Solving the CRISPR Delivery Problem

Megan Molteni, Wired, 26 January 2018, https://www.wired.com/story/what-good-is-crispr-if-it-cant-get-where-it-needs-to-go/

Many different research groups and companies are working on the creation of CRISPR-based gene therapies. However, delivery of these therapies remains a significant obstacle.  Traditionally, gene therapies have been packaged in Adeno-associated viruses, but the size of the CRISPR machinery prevents this method of delivery.  To solve these problems, researchers are working on novel delivery mechanisms, including the use of gold nanoparticles.  Notably, a UC-Berkeley spin-off company has been created to focus solely on delivery of the CRISPR/Cas machinery.

Epigenome Modifications Create IPSCs

Abby Olena, The Scientist, 25 January 2018, https://www.the-scientist.com/?articles.view/articleNo/51500/title/Stem-Cells-Made-by-Modifying-the-Epigenome-with-CRISPR/

Transitioning somatic cells into induced pluripotent stem cells (IPSCs) has traditionally been a laborious process.  By coupling dCas9 with epigenetic remodeling, researchers were able to activate either Sox2 or Oct4, converting the transfected cells into IPSCs.  The results of this study were published in Cell Stem Cell (https://www.ncbi.nlm.nih.gov/pubmed/29358044).
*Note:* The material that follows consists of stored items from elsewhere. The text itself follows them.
PR #8605, opened 2017-01-11
Read replica startup

martinfurmanski:
changelog: [causal clustering] Improve error reporting for read replica startup.

### DIFF
--- a/enterprise/causal-clustering/src/main/java/org/neo4j/causalclustering/readreplica/ReadReplicaStartupProcess.java
+++ b/enterprise/causal-clustering/src/main/java/org/neo4j/causalclustering/readreplica/ReadReplicaStartupProcess.java
@@ -19,6 +19,7 @@
  */
 package org.neo4j.causalclustering.readreplica;
 
+import java.io.IOException;
 import java.util.concurrent.locks.LockSupport;
 
 import org.neo4j.causalclustering.catchup.storecopy.CopiedStoreRecovery;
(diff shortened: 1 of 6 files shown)


enterprise/causal-clustering/src/main/java/org/neo4j/causalclustering/readreplica/ReadReplicaStartupProcess.java
```diff
@@ -41,18 +42,23 @@
 
 class ReadReplicaStartupProcess implements Lifecycle
 {
+    private static final int MAX_ATTEMPTS = 5;
```
jimwebber, line 45: Maybe a `GraphDatabaseSettings` setting instead?

martinfurmanski: To be honest I think this should just be redesigned, so I would rather not consider that point for this PR. If this was exposed in settings it should rather be something like a maximum time to keep trying before giving up.

jimwebber (commented):
Just a minor tweak to put a hardcoded setting into a config.

enterprise/causal-clustering/src/main/java/org/neo4j/causalclustering/readreplica/ReadReplicaStartupProcess.java
jimwebber: Since this MAX_ATTEMPTS was introduced in this PR, I think it'd be nice to compute MAX_ATTEMPTS from some timeout set in config.

martinfurmanski: MAX_ATTEMPTS was just extracted from the hard-coded inline value

PR #8607, opened 2017-01-11
Reintroduce Cypher test comparisons with rule planner

henriknyman:
The rule planner still exists in Cypher 3.1, so we can run the Cypher tests
with assertions that the results are the same between the latest and the
old rule planner.


systay:
@henriknyman This needs some love

PR #8608, opened 2017-01-12
Added native systemd service

spacecowboy:
and moved the sysvinit service so it is installed by dh_installinit.

dh_installinit will do the right thing depending on the system you are
installing on. If the system has systemd, it will enable the native
systemd unit. If it has sysvinit, it will enable the old sysvinit
service.

I have also made sure that the service will be called `neo4j` for both
the neo4j and neo4j-enterprise packages.

I have tested locally (Debian Stretch) that the systemd service is installed correctly.

I tested on Ubuntu 14.04 (which does not have systemd) in VirtualBox and verified that it installs and enables the correct service there:

- [x] Make sure an existing `/etc/default/neo4j` is parsed on upgrade and put into `/etc/systemd/system/neo4j.service.d/override.conf`


benbc:
@spacecowboy This looks great. Thanks.

I think this will (or at least should!) involve documentation changes for the timeout and file handle limit settings.

I believe that the changes you've made so that "the service will be called neo4j for both
the neo4j and neo4j-enterprise packages" is effectively just an implementation detail of using `dh_installinit`. You haven't changed the name of the service from 3.1, have you?

The Quality team are expanding the matrix of compatibility builds. Please talk to them to ensure that there will be (at some point soon) two different distros/versions in tyre-kicking with the Debian package so that we hit both service definitions.

spacecowboy:
@benbc added code to handle migration of defaults file

You are correct in that the service name is not a change - it's just that we used to copy the service and defaults file manually and not let debian do it for us.

Examples of the upgrade process

## User has modified /etc/default/neo4j int their 3.1.0 install and is upgrading to 3.2.0

selection_012

Migration is performed and then the user is asked by debian what to do with the changed defaults file

## User views diff between files

selection_013

And can choose whatever he wants (we have already migrated the file)

## After install, resulting service file

selection_014

new-packaging/src/debian/skeleton/debian/neo4j.default
```diff
@@ -7,10 +7,11 @@
...
 #
+# This is automatically done upon upgrade.
 ######################
 #
 # Number of seconds to wait for shutdown before killing the process.
 #NEO4J_SHUTDOWN_TIMEOUT=120
 #
 # Max number of open file descriptors
-NEO4J_ULIMIT_NOFILE=40000
+#NEO4J_ULIMIT_NOFILE=60000
```
benbc: Why this change?

new-packaging/src/debian/skeleton/debian/neo4j.default
```diff
@@ -7,10 +7,11 @@
 #
 #     systemctl edit neo4j.service
 #
+# This is automatically done upon upgrade.
```
benbc: I think this would be more helpful if it was a bit more verbose. Something like:

```
# Any values that were present in this file have been automatically migrated into
# SystemD configuration as part of the upgrade.
```

benbc (commented):
Looks good other than these two things.

new-packaging/src/debian/skeleton/debian/neo4j.default
spacecowboy: Value: 
I thought I was being consistent with what we shipped in the release 3.1.0 package but looking at the [source](https://github.com/neo4j/neo4j/commit/1fc3c0ab9f352f883a60cb126d25496a6f61d9e6) it seems I was mistaken.

Commented:
Being commented out by default is to prevent an unnecessary migration to happen when you go from 3.2.0 to 3.2.0+, it was also commented out before, so in the final diff this is not a change.

benbc (approved):

PR #8610, opened 2017-01-12
NativeLabelScanStore works with consistency checker

tinwelint:
Which means reducing LabelScanStore (and friends) interface and to some extent consistency checker to consistency check label scan store slightly differently.


tinwelint:
Hmm, not all builds were run on this one

chrisvest:
@tinwelint That's a new feature of our PR builds; to only run tests deemed relevant by some dependency analysis.

MishaDemianenko:
@chrisvest tests and builds are different things 🦄  😋

tinwelint:
@chrisvest @MishaDemianenko I know, but to run no tests at all.... doooon't think so. Actually there was a hickup in CI where other PRs didn't run properly either. Triggered them manually, now the `Run Linux Tests` is there, which is wasn't at all before

community/lucene-index/src/main/java/org/neo4j/kernel/api/impl/labelscan/LuceneLabelScanStore.java
```diff
@@ -137,6 +137,12 @@ public void start() throws IOException
     }
 
     @Override
+    public boolean isEmpty() throws IOException
+    {
+        return allNodeLabelRanges().maxCount() == 0;
```
tinwelint: Hmm wait, the `allNodeLabelRanges()` should be in a try-with-resource, will fix that

tinwelint:
Failed on unrelated flaky test, it's fine.

community/consistency-check/src/main/java/org/neo4j/consistency/ConsistencyCheckService.java
```diff
@@ -173,53 +182,48 @@ public Result runFullConsistencyCheck( final File storeDir, Config tuningConfigu
...
-            LabelScanStore labelScanStore = null;
-            try
-            {
-                IndexStoreView indexStoreView = new NeoStoreIndexStoreView( LockService.NO_LOCK_SERVICE, neoStores );
-                OperationalMode operationalMode = OperationalMode.single;
-                labelScanStore = new LuceneLabelScanStoreBuilder( storeDir, indexStoreView, fileSystem,
-                        consistencyCheckerConfig, operationalMode, logProvider )
-                        .build();
+            life.start();
+            IndexStoreView indexStoreView = new NeoStoreIndexStoreView( LockService.NO_LOCK_SERVICE, neoStores );
```
MishaDemianenko, line 188: it looks like we do not need IndexStoreView and operationalMode anymore here?

community/kernel/src/main/java/org/neo4j/helpers/progress/ProgressMonitorFactory.java
```diff
@@ -104,17 +104,37 @@ private MultiPartBuilder( ProgressMonitorFactory factory, String process )
...
-            }
+            assertNotBuilt();
+            assertUniquePart( part );
+            ProgressListener.MultiPartProgressListener progress =
+                    new ProgressListener.MultiPartProgressListener( aggregator, part, totalCount );
+            aggregator.add( progress, totalCount );
+            return progress;
+        }
+
+        public ProgressListener progressForUnknownPart( String part )
```
MishaDemianenko, line 115: that progress will be completely invisible on a output correct?

community/kernel/src/main/java/org/neo4j/kernel/impl/index/labelscan/LabelScanValue.java
```diff
@@ -32,6 +32,16 @@
      */
     long bits;
 
+    LabelScanValue( long bits )
```
MishaDemianenko: it looks like we do not really need to have this constructor it's used only internally in this class

community/kernel/src/main/java/org/neo4j/kernel/impl/index/labelscan/NativeAllEntriesLabelScanReader.java
```diff
@@ -0,0 +1,258 @@
...
+        private long idRange;
+        private long[] nodes;
+        private long[][] labels;
+
+        ReusableNodeLabelRange()
+        {
+            this.nodes = new long[RANGE_SIZE];
+        }
+
+        void setdRange( long idRange, long[][] labels, int slots )
```
MishaDemianenko: `setdRange` have or missing `I` or additional `d`

community/kernel/src/main/java/org/neo4j/kernel/impl/index/labelscan/NativeAllEntriesLabelScanReader.java
```diff
@@ -0,0 +1,258 @@
...
+                return null;
+            }
+
+            fill( labelsForEachNode, null );
+            long nextLowestRange = Long.MAX_VALUE;
+            int slots = 0;
+            try
+            {
+                // One "rangeSize" range at a time
+                for ( RawCursor<Hit<LabelScanKey,LabelScanValue>,IOException> cursor : cursors )
```
MishaDemianenko, line 139: hm...is it really safe to share cursors between iterator and reader? next call to iterator will gonna have influence on the first one?

community/kernel/src/test/java/org/neo4j/kernel/impl/index/labelscan/NativeAllEntriesLabelScanReaderTest.java
```diff
@@ -0,0 +1,322 @@
...
+        // GIVEN
+        try ( AllEntriesLabelScanReader reader = new NativeAllEntriesLabelScanReader(
+                store( data ), highestLabelId( data ) ) )
+        {
+            // WHEN/THEN
+            assertRanges( reader, data );
+        }
+    }
+
+    private static long count( Labels[] data )
```
MishaDemianenko: this method is not used

community/primitive-collections/src/main/java/org/neo4j/collection/primitive/PrimitiveIntCollections.java
```diff
@@ -826,4 +827,32 @@ public static boolean contains( int[] values, int candidate )
...
         }
     }
+
+    /**
+     * Deduplicates values in the sorted {@code values} array.
+     *
+     * @param values sorted array of int values.
+     * @return the provided array if no duplicates were found, otherwise a new shorter array w/o duplicates.
+     */
+    public static int[] dedup( int[] values )
```
MishaDemianenko: surprisingly OperationsFacade have method that is almost duplicate of this one

community/primitive-collections/src/main/java/org/neo4j/collection/primitive/PrimitiveIntCollections.java
```diff
@@ -826,4 +827,32 @@ public static boolean contains( int[] values, int candidate )
...
+    {
+        int unique = 0;
+        for ( int i = 0; i < values.length; i++ )
+        {
+            int value = values[i];
+            for ( int j = 0; j < unique; j++ )
```
MishaDemianenko, line 843: i think we can make second index start from i to remove duplicates?

community/primitive-collections/src/main/java/org/neo4j/collection/primitive/PrimitiveIntCollections.java
MishaDemianenko: also please give it a full name `deduplicate` or `unique` or soemthing else :)

MishaDemianenko: this and next comment are also applicable for PrimitiveLongCollections

MishaDemianenko (changes requested):
Couple of mostly minor comments, otherwise looks really good!

community/consistency-check/src/main/java/org/neo4j/consistency/ConsistencyCheckService.java
tinwelint: Actually this is a mistake, the IndexStoreView should be used as the dependency into the kernel extensions. However it's not reasonable that CC should be able build the label scan store from store on startup to check consistency of it later, but that's apparently how the code did. I don't think we have a single test which starts a CC on a store w/o label scan store though.

I can restore the old behaviour, i.e. using those dependencies again.

community/kernel/src/main/java/org/neo4j/helpers/progress/ProgressMonitorFactory.java
tinwelint: Yes, we'll have to see if we can do better later on, OK

community/kernel/src/main/java/org/neo4j/kernel/impl/index/labelscan/NativeAllEntriesLabelScanReader.java
tinwelint: Don't think cursors are shared. Iterator is responsible for moving cursors (those that are on the current range) forwards and cram their range data into a NodeLabelRange, which is returned out from the iterator.

Although this comment reminded me about a fix we did after this PR branch, which is that the NodeLabelRange instances can be processed by multiple threads once they leave the iterator, so changed ReusableNodeLabelRange to not be reused, instead creating new instances every time.

community/kernel/src/main/java/org/neo4j/kernel/impl/index/labelscan/NativeAllEntriesLabelScanReader.java
tinwelint: Gone now, see comment above.

community/primitive-collections/src/main/java/org/neo4j/collection/primitive/PrimitiveIntCollections.java
tinwelint: Oh, then that was duplicated from NodeItemHelper, which this `dedup` method was moved from. Will deduplicate that method as well :)

community/primitive-collections/src/main/java/org/neo4j/collection/primitive/PrimitiveIntCollections.java
tinwelint: It goes the other way around, doesn't it, from 0 to `unique` which starts at 0 and grows.

MishaDemianenko:
@tinwelint it's ready for second round right?

tinwelint:
@MishaDemianenko yup, sorry didn't mention that

community/kernel/src/main/java/org/neo4j/kernel/impl/index/labelscan/NativeAllEntriesLabelScanReader.java
MishaDemianenko: ok

MishaDemianenko (approved):

PR #8613, opened 2017-01-13
Make sure CC recovers copied store with configured record format

chrisvest:
Also fixes the assertion in ReadReplicaReplicationIT test so that it is now
actually checking that this functionality works.


mneedham (commented):
Looks good to me.

chrisvest:
@mneedham Any news?

PR #8617, opened 2017-01-13
First draft of block device support for Causal Cluster

chrisvest:
* For doing store copy, store files are now read and written through the page
  cache.
* File operations - copy, move, delete - now go through the page cache for
  store files.
* Tests have been changed to not rely on the file system to e.g. copy store
  directories around, and also to allow the tests to be configured with block
  device storage in the blockdevice repository.
* The test changes primarily involve CoreToCoreCopySnapshotIT and
  ReadReplicaReplicationIT.
* We now send an alignment requirement over with the `FileHeader` message.
  _This is a protocol change!_ This is only a preliminary approach, and an
  invitation to discuss the design and what the best way is to solve this
  problem.
* The checks that mutually excludes Causal Clustering and Custom IO (block
  device) have been removed.

A few things are still left to do:

* Make sure TemporaryStoreDirectory cleans up after itself not only via the
  file system, but also via the page cache.
* Closer looks at LocalDatabase and catch-up code to make sure there are no
  latent bugs in there.
* Possibly extract some duplication that has been discovered between HA and CC?

These changes require #8613 to be merged before they work, so this PR has at least one rebase ahead of it already.

Please take a look, @digitalstain.


enterprise/causal-clustering/src/main/java/org/neo4j/causalclustering/catchup/storecopy/FileSender.java
```diff
@@ -67,7 +66,16 @@ public FileChunk readChunk( ByteBufAllocator allocator ) throws Exception
...
-        byte[] next = prefetch();
+        byte[] next;
+        if ( !endOfInput )
+        {
+            next = prefetch();
+        }
+        else
+        {
+            next = null;
+        }
```
chrisvest, line 77: This probably needs to be removed, so it's just `next = prefetch();`

enterprise/causal-clustering/src/test/java/org/neo4j/causalclustering/catchup/tx/CatchupPollingProcessTest.java
```diff
@@ -25,6 +25,7 @@
 import java.util.concurrent.CompletableFuture;
 
 import java.util.concurrent.Future;
+import java.util.stream.Stream;
```
chrisvest, line 28: This looks redundant

enterprise/causal-clustering/src/test/java/org/neo4j/causalclustering/core/state/snapshot/CoreStateDownloaderTest.java
```diff
@@ -23,7 +23,9 @@
 import org.junit.Test;
 
 import java.io.File;
+import java.io.IOException;
 import java.util.UUID;
+import java.util.stream.Stream;
```
chrisvest, line 28: This one as well.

European Patent Office Revokes Broad Institutes Patent

Kelly Servick, Science, 18 Jan 2018, http://www.sciencemag.org/news/2018/01/broad-institute-takes-hit-european-crispr-patent-struggle

While the Broad Institute has been considered the winning party in the US CRISPR patent battle, the European landscape is a different story.  Due to technical errors over listed inventors and claimed priority dates, the European patents filed by the Broad Institute have been revoked.  While the Broad Institute is expected to appeal the decision, the likelihood of success is slim.